Qiannan Zhang1 Ankur Solanki1 Mingjie Li1 David Giovanni1 Kaushik Parida2 Thomas Jansen3 Maxim Pshenichnikov3 Tze Chien Sum1

1, School of Physical and Mathematical Sciences, Nanyang Technological University, Singapore, , Singapore
2, School of Material Science and Engineering, Nanyang Technological University, Singapore, , Singapore
3, Zernike Institute for Advanced Materials, University of Groningen, Nijenborgh, , Netherlands

Ruddlesden-Popper (RP) halide perovskites are promising optoelectronic materials due to their high-performance in PV applications and excellent ambient stability. Their ferroelectric properties provide an exciting opportunity to further improve PV performance based on the nature of their layered structure. Polar domains in ferroelectric materials play an important role in separating electrons and holes. However, the relation between structure and function which lead to the RP ferroelectrics remains unknown.

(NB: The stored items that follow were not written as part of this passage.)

PR #2444, opened 2019-07-01
Vfiosh

fedepaol:

This PR fixes a couple of problems I found in the setup script while working on CI for sr-iov devices:

- Some devices do not allow us to write on `sriov_numvfs` in order to activate the virtual functions. In that case we want to skip them and enable the ones that allow us to do so
- When no driver was bound to the device, the script skipped it and did not bind it to the vfio-pci driver

**Release note:**

```release-note
NONE
```

### DIFF
--- a/tools/util/vfio.sh
+++ b/tools/util/vfio.sh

Herein, we realize tunable ferroelectricity in 2-phenylethylammonium (PEA) and methylammonium (MA) RP halide perovskite (PEA)2(MA)n-1PbnI3n+1 by varying the number of inorganic layers and tuning the correlation length of the ferroelectric order. Firstly, the non-centrosymmetric nature of RP thin films is confirmed by nonlinear optics. Secondly, switchable polarity leading to ferroelectric properties is validated by piezo force microscopy and polarization-electric field measurements microscopically and macroscopically. Then, the origin of ferroelectricity in the RP halide perovskites is investigated by MD simulations. Finally, dark current-voltage hysteresis phenomenon implies potential issues for light harvesting and light emitting applications. Importantly, our findings reveal an exciting approach to engineer tunable RP ferroelectrics, which could pave the way to new functionalities for perovskite optoelectronics.